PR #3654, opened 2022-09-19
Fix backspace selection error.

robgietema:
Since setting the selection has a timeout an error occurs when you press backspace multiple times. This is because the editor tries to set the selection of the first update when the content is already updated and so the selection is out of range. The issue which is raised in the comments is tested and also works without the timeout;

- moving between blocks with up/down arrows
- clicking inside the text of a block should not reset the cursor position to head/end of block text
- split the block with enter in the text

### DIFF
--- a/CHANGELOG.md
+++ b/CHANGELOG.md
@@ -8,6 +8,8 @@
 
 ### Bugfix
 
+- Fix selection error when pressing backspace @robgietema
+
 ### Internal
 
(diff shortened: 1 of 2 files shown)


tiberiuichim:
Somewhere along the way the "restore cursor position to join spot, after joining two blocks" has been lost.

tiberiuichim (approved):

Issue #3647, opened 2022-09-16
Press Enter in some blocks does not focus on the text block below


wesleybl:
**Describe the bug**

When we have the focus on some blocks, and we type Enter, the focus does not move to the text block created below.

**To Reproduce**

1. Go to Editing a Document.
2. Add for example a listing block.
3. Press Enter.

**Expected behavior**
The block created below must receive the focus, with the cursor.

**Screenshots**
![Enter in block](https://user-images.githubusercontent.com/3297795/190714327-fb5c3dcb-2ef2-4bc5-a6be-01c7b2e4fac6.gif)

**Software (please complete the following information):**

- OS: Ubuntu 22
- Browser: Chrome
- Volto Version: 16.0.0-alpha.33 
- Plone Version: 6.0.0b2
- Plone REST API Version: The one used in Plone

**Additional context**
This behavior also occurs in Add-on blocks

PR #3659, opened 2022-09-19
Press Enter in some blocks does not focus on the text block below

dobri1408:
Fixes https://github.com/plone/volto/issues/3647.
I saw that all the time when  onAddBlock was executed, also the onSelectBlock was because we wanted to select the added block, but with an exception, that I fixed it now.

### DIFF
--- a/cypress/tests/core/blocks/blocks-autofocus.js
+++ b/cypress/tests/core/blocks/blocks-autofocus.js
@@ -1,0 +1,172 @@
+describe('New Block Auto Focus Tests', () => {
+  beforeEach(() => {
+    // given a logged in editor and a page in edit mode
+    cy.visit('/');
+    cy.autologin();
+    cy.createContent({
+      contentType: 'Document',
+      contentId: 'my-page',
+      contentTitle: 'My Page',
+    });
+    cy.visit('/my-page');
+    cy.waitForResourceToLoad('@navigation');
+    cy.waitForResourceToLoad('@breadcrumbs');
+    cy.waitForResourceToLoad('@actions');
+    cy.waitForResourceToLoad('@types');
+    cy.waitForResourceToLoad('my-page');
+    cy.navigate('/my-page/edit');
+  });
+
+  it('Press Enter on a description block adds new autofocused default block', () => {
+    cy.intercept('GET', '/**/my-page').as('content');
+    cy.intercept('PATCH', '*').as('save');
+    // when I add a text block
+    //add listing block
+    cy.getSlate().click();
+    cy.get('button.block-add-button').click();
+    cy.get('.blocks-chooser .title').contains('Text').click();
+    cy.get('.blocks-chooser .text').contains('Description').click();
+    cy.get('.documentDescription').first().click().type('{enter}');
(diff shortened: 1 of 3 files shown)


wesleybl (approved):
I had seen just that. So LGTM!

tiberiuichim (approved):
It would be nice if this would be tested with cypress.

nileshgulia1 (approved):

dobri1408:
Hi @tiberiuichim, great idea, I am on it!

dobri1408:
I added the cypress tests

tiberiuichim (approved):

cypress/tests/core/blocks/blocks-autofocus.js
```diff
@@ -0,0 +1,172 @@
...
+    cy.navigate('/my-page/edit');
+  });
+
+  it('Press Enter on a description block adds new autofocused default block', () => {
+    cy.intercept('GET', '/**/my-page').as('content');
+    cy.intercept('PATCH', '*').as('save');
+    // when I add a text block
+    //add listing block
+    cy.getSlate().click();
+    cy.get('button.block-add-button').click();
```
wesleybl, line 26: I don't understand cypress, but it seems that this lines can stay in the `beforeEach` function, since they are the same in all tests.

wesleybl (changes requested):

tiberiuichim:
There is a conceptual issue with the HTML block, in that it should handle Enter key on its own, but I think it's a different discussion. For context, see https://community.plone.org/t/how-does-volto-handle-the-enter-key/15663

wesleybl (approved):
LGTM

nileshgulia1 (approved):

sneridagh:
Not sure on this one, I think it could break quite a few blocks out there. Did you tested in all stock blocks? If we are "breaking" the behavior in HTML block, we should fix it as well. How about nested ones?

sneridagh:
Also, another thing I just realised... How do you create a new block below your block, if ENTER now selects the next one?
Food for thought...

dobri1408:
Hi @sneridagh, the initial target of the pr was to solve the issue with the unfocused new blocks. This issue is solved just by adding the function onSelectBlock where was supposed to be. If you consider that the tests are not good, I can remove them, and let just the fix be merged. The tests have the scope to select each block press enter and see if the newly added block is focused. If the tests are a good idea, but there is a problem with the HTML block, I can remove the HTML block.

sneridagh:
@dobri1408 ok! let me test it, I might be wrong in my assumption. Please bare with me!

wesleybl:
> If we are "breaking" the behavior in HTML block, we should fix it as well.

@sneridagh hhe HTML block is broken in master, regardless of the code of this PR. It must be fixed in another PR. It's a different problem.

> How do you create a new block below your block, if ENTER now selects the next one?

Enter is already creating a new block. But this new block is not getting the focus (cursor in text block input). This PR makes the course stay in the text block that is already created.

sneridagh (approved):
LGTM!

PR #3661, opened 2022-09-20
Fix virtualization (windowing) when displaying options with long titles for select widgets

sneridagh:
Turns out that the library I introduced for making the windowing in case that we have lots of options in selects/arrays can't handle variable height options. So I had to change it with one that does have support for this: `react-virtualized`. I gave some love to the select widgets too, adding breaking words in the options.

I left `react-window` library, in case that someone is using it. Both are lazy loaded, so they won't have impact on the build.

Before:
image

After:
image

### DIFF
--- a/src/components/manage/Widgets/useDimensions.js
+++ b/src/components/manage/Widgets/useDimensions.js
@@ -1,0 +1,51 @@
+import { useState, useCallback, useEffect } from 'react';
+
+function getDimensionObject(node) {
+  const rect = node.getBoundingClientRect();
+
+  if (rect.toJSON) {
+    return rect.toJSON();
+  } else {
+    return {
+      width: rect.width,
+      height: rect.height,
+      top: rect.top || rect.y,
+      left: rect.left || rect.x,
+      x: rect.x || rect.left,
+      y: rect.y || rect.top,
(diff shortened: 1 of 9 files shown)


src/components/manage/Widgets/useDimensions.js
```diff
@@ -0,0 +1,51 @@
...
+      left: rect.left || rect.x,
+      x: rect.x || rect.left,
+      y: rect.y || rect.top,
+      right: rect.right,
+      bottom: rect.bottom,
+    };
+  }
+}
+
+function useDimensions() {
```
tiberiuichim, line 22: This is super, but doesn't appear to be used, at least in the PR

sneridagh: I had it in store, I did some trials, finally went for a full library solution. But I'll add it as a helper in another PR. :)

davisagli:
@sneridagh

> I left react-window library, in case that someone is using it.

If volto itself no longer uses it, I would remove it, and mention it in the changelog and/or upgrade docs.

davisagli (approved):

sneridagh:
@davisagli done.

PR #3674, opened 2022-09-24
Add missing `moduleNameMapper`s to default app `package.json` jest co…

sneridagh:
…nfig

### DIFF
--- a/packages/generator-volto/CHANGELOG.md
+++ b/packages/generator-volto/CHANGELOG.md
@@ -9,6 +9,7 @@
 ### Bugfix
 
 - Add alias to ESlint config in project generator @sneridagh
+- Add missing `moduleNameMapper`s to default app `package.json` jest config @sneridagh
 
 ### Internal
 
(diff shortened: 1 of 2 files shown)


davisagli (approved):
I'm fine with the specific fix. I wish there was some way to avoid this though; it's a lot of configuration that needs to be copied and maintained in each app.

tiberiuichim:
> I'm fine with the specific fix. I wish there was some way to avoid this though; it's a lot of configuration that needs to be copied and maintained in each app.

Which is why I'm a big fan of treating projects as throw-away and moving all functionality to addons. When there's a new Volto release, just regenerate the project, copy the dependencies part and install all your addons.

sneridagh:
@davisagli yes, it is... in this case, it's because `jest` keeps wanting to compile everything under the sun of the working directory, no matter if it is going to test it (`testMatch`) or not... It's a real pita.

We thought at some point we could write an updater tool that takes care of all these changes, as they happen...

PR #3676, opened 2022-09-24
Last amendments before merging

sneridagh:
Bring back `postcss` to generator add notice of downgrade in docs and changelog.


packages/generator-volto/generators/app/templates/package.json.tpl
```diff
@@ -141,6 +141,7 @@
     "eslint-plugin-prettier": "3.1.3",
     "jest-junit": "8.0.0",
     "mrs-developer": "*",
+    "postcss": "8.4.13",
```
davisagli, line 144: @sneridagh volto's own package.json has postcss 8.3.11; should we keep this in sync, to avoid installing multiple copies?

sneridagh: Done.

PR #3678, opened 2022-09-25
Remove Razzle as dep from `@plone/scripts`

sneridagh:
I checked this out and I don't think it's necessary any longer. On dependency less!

----

# TASK REQUIREMENTS
Of all the lines in the data above, show only those that hold the word "shown".

# REPLY TO THE EXERCISE
(diff shortened: 1 of 2 files shown)
(diff shortened: 1 of 3 files shown)
(diff shortened: 1 of 9 files shown)
(diff shortened: 1 of 2 files shown)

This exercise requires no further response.